* Brief:
Once you reach the line holding "Issue #1612, opened 2025-03-25", write out that line and every later one exactly, ending with the last line of the data; write nothing else.
━━━ Material for this exercise ━━━
Issue #1135, opened 2025-02-11
Consider renaming "polling policy" to "polling error policy"


coryan:
While writing the user guide I noticed that it is awkward to speak of the "polling backoff policy" and the "polling policy".

PR #1608, opened 2025-03-25
refactor!: rename polling policy

coryan:
The policy is all about handling polling errors, renaming to
`PollingErrorPolicy` makes the intent clearer, and more consistent with
the names of other policies.

Part of the work for #1135


coryan:
The backwards compat stuff is not well tested.  I will remove it in a couple of followup PRs.

Issue #1612, opened 2025-03-25
Implement common `grpc::Client`


coryan:
The generated code for gRPC-based clients has a lot of code that does not depend on the specific service: the generated client creates auth headers, implements the retry loop, adds the telemetry headers, etc.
━━━
* The answer:
Issue #1612, opened 2025-03-25
Implement common `grpc::Client`


coryan:
The generated code for gRPC-based clients has a lot of code that does not depend on the specific service: the generated client creates auth headers, implements the retry loop, adds the telemetry headers, etc.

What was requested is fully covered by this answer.